In contrast NASA's budget gets us a pointless space station, a broken space shuttle and a few (very expensive) inter-planetary probes. (For example, Cassini cost 3 billion dollars!)
In 1961, when shit wasn't invented yet and people fought bears for vital food, President Kennedy had the balls to give NASA less than nine years to get to the moon.
In this day and age, when there's metric shitloads of technology all over the place and the internet makes valuable porn as free as air, President Bush gives a trip to mars seventeen years. What a tool.
See, Kennedy had the balls to lay a firm deadline down. "You bitches will put a man on the moon before January 1, 1970 or I will come back from the grave and kick your ass," he said. He knew he was going to get shot. That's how hardcore he was. He also got crazy laid by Marilyn Monroe.
President Bush says, "You ought to think about just possibly putting a man on the moon sometime during this five year period."
President Kennedy showed us that you have to slap NASA around a little bit to get them to do anything worthwhile with manned space exploration. You can't be all lovey-dovey and set long gradual timetables.
And Bush mentions "the goal of living and working there for increasingly extended periods." So we'll have another Skylab ISS, but on the moon. The only differences will be that it won't crash into Australia like Skylab (it will crash into the Moon instead - that might sound hard to acheive since it would already be on the surface of the moon, but they will find a way to do that), it will leak more than ISS, and since it won't even be international we won't be able to bum rides from the Russians.
If Kennedy was alive in this day and age he would have said, "Fucking NASA, I am still alive in this day and age so you assholes better have a self-sufficient Mars base by the year 2013. Also make me a space elevator. And resurrect Marilyn Monroe." Then NASA would complain that it is not their job to resurrect people and Kennedy would punch NASA in the eye.

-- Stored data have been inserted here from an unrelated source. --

PR #2602, opened 2017-12-06
Same DBNull behavior for netstandard1.6

jnm2:
This makes our various DLLs behave more consistently and reduces platform-conditional preprocessor.
By contract, it's possible for our netstandard1.6 DLL to run on several platforms.

(Split out of #2586 for quicker merge and because it can stand on its own.)


jnm2:
@mikkelbu Quite! Thanks for spotting.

I bet the "Crew Exploration Vehicle" thart they are working on is going to blow the fuck up about twenty times too. You can probably trace the suckiness of manned space exploration to the decision to switch from cool names like "Mercury" and "Apollo" to crappy names like "Skylab" and "STS." When the Apollo blew up they fucking fixed it and came home, but when the Space Shuttle gets fucked up they make Powerpoints about it and ignore the problem.
If we have a space elevator, then why do we need a space station? Wouldn't the top of the space elevator also serve as a space station?

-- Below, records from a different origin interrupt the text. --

PR #3889, opened 2021-06-25
Apply attributes recursively for nested classes

### LINKED ISSUE #3888: FixtureLifeCycle not applied correctly to nested test classes
Found during work on #3844.

Reproduction testcase:
```C#
    [TestFixture]
    public class Nested
    {
        [TestFixture]
        public class NestedAgain
        {
            int x;

            [Test, Order(1)]
            public void Test1()
            {
                Assert.That(x++, Is.EqualTo(0));
            }

            [Test, Order(2)]
            public void Test2()
            {
                Assert.That(x++, Is.EqualTo(0));
            }
        }
    }
```

Expected result: Test passes
Actual result: 
```
_localtests.Nested+NestedAgain.Test2

  Expected: 0
  But was:  1
```

Verified on 3.13.1 and 'latest master' (50938798c1d9608a62149701a2c1f7705303a4b9)

mvdfugro:
This resolves #3888 by applying _all_ attributes recursively for nested classes.

Although this is a nice solution in terms of consistency, it also has a somewhat higher risk of breaking backwards compatibility (in all test cases in the world there is probably _someone_ depending on the non-inheritance of attributes). So maybe this is an OK solution for 4.0+ but not for backporting to 3.x. An interesting example of this is the `Ignore` attribute:

```C#
    [TestFixture]
    [Ignore("testing ignore a fixture")]
    public class FixtureUsingIgnoreAttribute
    {
        [Test]
        public void Success()
        {
        }

        public class SubFixture
        {
            [Test]
            public void Success()
            {
                // this is currently a test that runs, but gets ignored with this change
            }
        }
    }
```

A safer (but less consistent) solution would filter the recursive application for specific attributes (maybe based on an explicit interface?)

Note that branch is 'on top of' #3843 as it depends (somewhat) on the new test system added there. The framework changes should apply to master without any changes.

### DIFF
--- a/src/NUnitFramework/framework/Attributes/SetUpFixtureAttribute.cs
+++ b/src/NUnitFramework/framework/Attributes/SetUpFixtureAttribute.cs
@@ -38,7 +38,7 @@ namespace NUnit.Framework
                     fixture.MakeInvalid(reason);
             }
 
-            fixture.ApplyAttributesToTest(typeInfo.Type.GetTypeInfo());
+            fixture.ApplyAttributesToTest(typeInfo.Type);
 
             return new TestSuite[] { fixture };
         }
--- a/src/NUnitFramework/framework/Attributes/TestFixtureAttribute.cs
+++ b/src/NUnitFramework/framework/Attributes/TestFixtureAttribute.cs
@@ -247,7 +247,7 @@ namespace NUnit.Framework
         {
             var fixture = _builder.BuildFrom(typeInfo, filter, this);
             fixture.ApplyAttributesToTest(new AttributeProviderWrapper<FixtureLifeCycleAttribute>(typeInfo.Type.GetTypeInfo().Assembly));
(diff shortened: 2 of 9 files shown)


rprouse:
It looks like this has the changes from your other PR mixed up in it. I am going to hold off reviewing until that is merged.

mvdfugro:
Indeed this is based on the other PR (as otherwise I had no failing tests to fix ;-)). I'll rebase this on master once the other request is merged back there.

mvdfugro:
Rebased on latest master. Now the review only contains the three relevant commits :-)

Fundamentally, two changes have been made:
- Attributes are now applied recursively (and I've also added a test for the Ignore attribute),
- HasLifeCycle has been simplified to just use the first TestFixture found. I believe this is what the actual behavior already was (as there only is a single TestFixture in the ITest.Parent hierarchy) but this more clearly communicates that this is not where the inheritance happens. See the discussion on #3888

rprouse (approved):

PR #3895, opened 2021-07-11
Patch fix for #3841 (collection tally tuples) to 4.x branch

### LINKED ISSUE #3841: Breaking change: Is.SupersetOf with ValueTuple requires IComparable in NUnit 3.13.2

stevenaw:
Patches the changes from #3881 which fixes #3841 from 3.13.x onto 4.x

### DIFF
--- a/src/NUnitFramework/tests/Constraints/CollectionSupersetConstraintTests.cs
+++ b/src/NUnitFramework/tests/Constraints/CollectionSupersetConstraintTests.cs
@@ -69,6 +69,42 @@ namespace NUnit.Framework.Constraints
             }
         }
 
+#if !NET35
+        [Test]
+        public void WorksOnValueTuples()
+        {
+            var actual = new[] { ('a', 1), ('b', 2), ('c', 3), ('d', 4) };
+            var expected = new[] { ('b', 2), ('c', 3) };
+
+            var constraint = new CollectionSupersetConstraint(expected);
+            var constraintResult = constraint.ApplyTo(actual);
+
+            Assert.That(constraintResult.IsSuccess, Is.True);
+        }
+
+        [Test]
+        public void WorksOnValueTuples_OneTypeIsntIComparer()
+        {
+            var a = new S { C = 'a' };
+            var b = new S { C = 'b' };
+            var c = new S { C = 'c' };
+            var d = new S { C = 'd' };
+
+            var actual = new[] { (a, 1), (b, 2), (c, 3), (d, 4) };
+            var expected = new[] { (b, 2), (c, 3) };
+
+            var constraint = new CollectionSupersetConstraint(expected);
+            var constraintResult = constraint.ApplyTo(actual);
+
+            Assert.That(constraintResult.IsSuccess, Is.True);
+        }
+        
+        private class S
+        {
+            public char C;
+        }
+#endif
+
         public class IgnoreCaseDataProvider
         {
             public static IEnumerable TestCases
--- a/src/NUnitFramework/tests/Constraints/CollectionSupersetConstraintTests.cs
+++ b/src/NUnitFramework/tests/Constraints/CollectionSupersetConstraintTests.cs
@@ -71,6 +71,35 @@ namespace NUnit.Framework.Constraints
 
 #if !NET35
         [Test]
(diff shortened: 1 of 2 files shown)


src/NUnitFramework/tests/Constraints/CollectionSupersetConstraintTests.cs
```diff
@@ -69,6 +69,71 @@ public void HonorsIgnoreCase(IEnumerable expected, IEnumerable actual)
             }
         }
 
+#if !NET35
```
rprouse, line 72: No more NET35 in this release, so not needed.

rprouse (approved):

src/NUnitFramework/tests/Constraints/CollectionSupersetConstraintTests.cs
stevenaw: Oops. Thanks for catching that!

I think the worlds limited resources are best spent on the space elevator, since that effort might give us an economical way of getting to space.
If the goal of the human spaceflight program is to go to the Moon and Mars, why should we continue work on ISS at all? The two physiological problems of space exploration (bone demineralization and radiation) are poorly addressed by ISS.
We already know that microgravity is bad for bones. What about 1/6 G (the level of Lunar surface gravity)? If that is also unhealthy then we will definitely need more physiological research, but if 1/6 G is sustainable than it seems that the right answer is to use tethers to spin up that level of gravity.
Radiation is the other big problem. But unless I'm way off base here, the level and character (energy spectrum) of radiation in Low Earth Orbit is very different from that outside the Earth's magnetosphere. If you want to study deep space radiation, go to deep space (initially with petri dishes full of bio-goo, then small animals, etc).
The objection I have is spending another 6 years and $50B to complete ISS, when the only scientific rationales are poorly addressed by ISS. The only rationale that makes "sense" is that we're doing it to avoid angering the international partners on ISS, who have invested big bucks in equipment that is nearly ready for launch.
But this is a poor rationale. I think our partners would be just as pleased to work on the Moon-Mars program as on a technological dead end. So what we really wind up with is that this is nothing more than a jobs program and pork barrel for big aerospace firms.